Stored items
PR #3628, opened 2022-07-26
Update INSTALL.md

victorovento:
When running bundle exec rails server, the site can be only accessed from the local machine, and no other devices in network. It can generate confussion when user runs the dev server in a ubuntu virtual machine. Adding -b 0 at the end should work.


tomhughes:
Only being able to access it locally is entirely deliberate - it should be a conscious decision on the part of the user that they are ready to expose it to the wider world.

PR #3629, opened 2022-07-26
Put layer selection buttons into bootstrap row to have two cols on smaller screens

AntonKhorev:
"Politically correct" version of #3620 where instead of changing css we change javascript. Costs extra wrapper element for each button to utilize Bootstrap's gutters.

There's an assumption that small screens are not too small and are able to handle two buttons per row. Handling even smaller screens would require a custom breakpoint. Actually requiring two buttons per row is kind of backwards because we probably want the buttons themselves not to be too small, but this way we avoid providing widths values.


tomhughes:
When you're asked to make changes to a PR you can just push those changes to he same branch (force push if you're replacing the existing commits rather than adding to them) and it will change the PR rather than having to open a new one.

Also adding snide comments really doesn't help - you have been doing good work and contributing useful changes but you've just set your reputation back several steps in my estimation.

AntonKhorev:
> When you're asked to make changes to a PR you can just push those changes to he same branch (force push if you're replacing the existing commits rather than adding to them) and it will change the PR rather than having to open a new one.

I don't want to push them to that branch. I opened this branch so you could compare the changes here and the changes there and pick the one that's better. And I don't think that this PR is better.

> Also adding snide comments really doesn't help - you have been doing good work and contributing useful changes but you've just set your reputation back several steps in my estimation.

You mean calling this a "politically correct version"? It is a version that is not technically better than the other one. It could be if we somehow get rid of most of css, then there would be one language less in use, but I don't think that's going to happen. Otherwise how is it easier to write presentational code in imperative languages all across the codebase, instead of writing in a declarative language in one place?

Or are you talking about "kind of backwards" about button widths? They have a label over them which is sourced from localized strings. This label might get larger than you expect. Is it still going to fit? You could have a minimal width specified and incerease it in case it doesn't work. But now instead I have to fix a number of columns to satisfy the *no specific widths* requirement. Now what if the width turns out to be insufficient? It's either custom css to make text smaller or custom breakpoints for smaller screen sizes to go back to the single-column layout.

tomhughes:
Sorry I thought "politically correct" bit referred to Andy's request to do it using bootstrap and that you were trying to express an objection to that.

AntonKhorev:
If you really want to avoid depending on some specific minimal safe button width, a possible fix for that is to gradually decrease the label font size. That's more custom css however.

You'd change font size here
https://github.com/openstreetmap/openstreetmap-website/blob/e9887f88edf37ec164bb4373f7bcb86262b781b6/app/assets/stylesheets/common.scss#L509
to something like

    font-size: clamp(12px, calc(12px + 4/500 * (100vw - 268px)), 16px);

which can be made more readable by declaring variables (4 is a difference between font sizes, 500+268 is the breakpoint for layers panel to go full screen width).

Or do a less weird thing and put one custom width media query when the button becomes smaller than ~180px and make the font size smaller. That's about 420px. This is assuming that whoever made translations for layer names tried to make them fit in the original button size. Anyway the label font size now is quite large - 16px - which becomes noticeable once it moves under the OSM logo with font size 18px.

AntonKhorev:
I decreased the font size of layer labels on small screens:

VirtualBox_ubuntu1_28_07_2022_17_51_46

PR #3630, opened 2022-07-27
Various font size changes

gravitystorm:
Now that we're on Bootstrap 5 we are using RFS, which implements responsive font sizes. Therefore it's worth refactoring places where we have font-sizes declared in our common.scss, particularly for headers, because these custom definitions are not responsive.

I've also refactored the about, welcome and fixthemap pages slightly, to change the headers used, use the bootstrap '[lead](https://getbootstrap.com/docs/5.1/content/typography/#lead)' paragraph styling, and move some more CSS into bootstrap utils.

### DIFF
--- a/app/views/site/welcome.html.erb
+++ b/app/views/site/welcome.html.erb
@@ -6,66 +6,66 @@
   <h1><%= t ".title" %></h1>
 <% end %>
 
-<p><%= t ".introduction_html" %></p>
+<p class="lead"><%= t ".introduction_html" %></p>
 
-<h3><%= t ".whats_on_the_map.title" %></h3>
+<h2><%= t ".whats_on_the_map.title" %></h2>
 
 <div class='row'>
   <div class='col'>
-    <div class='center'>
-      <span class='sprite small check'></span>
+    <div>
+      <span class='sprite small check mx-auto'></span>
     </div>
     <p><%= t ".whats_on_the_map.on_html" %></p>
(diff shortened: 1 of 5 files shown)


app/views/site/welcome.html.erb
```diff
@@ -6,66 +6,66 @@
...
 
 <p><%= t ".basic_terms.paragraph_1_html" %></p>
 
-<div class='clearfix icon-list'>
+<div class='clearfix'>
   <div class='clearfix'>
-    <span class='sprite small term editor'></span>
-    <p><%= t ".basic_terms.editor_html" %></p>
+    <span class='sprite small term editor float-start'></span>
+    <p class="align-middle"><%= t ".basic_terms.editor_html" %></p>
```
tomhughes, line 35: This `align-middle` is not working because it's on a block element - it's also missing from the other three entries below.

tomhughes (changes requested):

app/views/site/welcome.html.erb
gravitystorm: oops, I had been doing some experiments, and that wasn't intended for this PR.

gravitystorm: fixed

tomhughes:
I've merged this but I think we'll need to look at the alignment of those items on the welcome page as the old version while not perfect did look better.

● ABOUT THIS TASK: Go through the data above from its first line and copy each line exactly, stopping once the line with "utilize Bootstrap's gutters." has been copied.

● WRITTEN RESPONSE:
PR #3628, opened 2022-07-26
Update INSTALL.md

victorovento:
When running bundle exec rails server, the site can be only accessed from the local machine, and no other devices in network. It can generate confussion when user runs the dev server in a ubuntu virtual machine. Adding -b 0 at the end should work.


tomhughes:
Only being able to access it locally is entirely deliberate - it should be a conscious decision on the part of the user that they are ready to expose it to the wider world.

PR #3629, opened 2022-07-26
Put layer selection buttons into bootstrap row to have two cols on smaller screens

AntonKhorev:
"Politically correct" version of #3620 where instead of changing css we change javascript. Costs extra wrapper element for each button to utilize Bootstrap's gutters.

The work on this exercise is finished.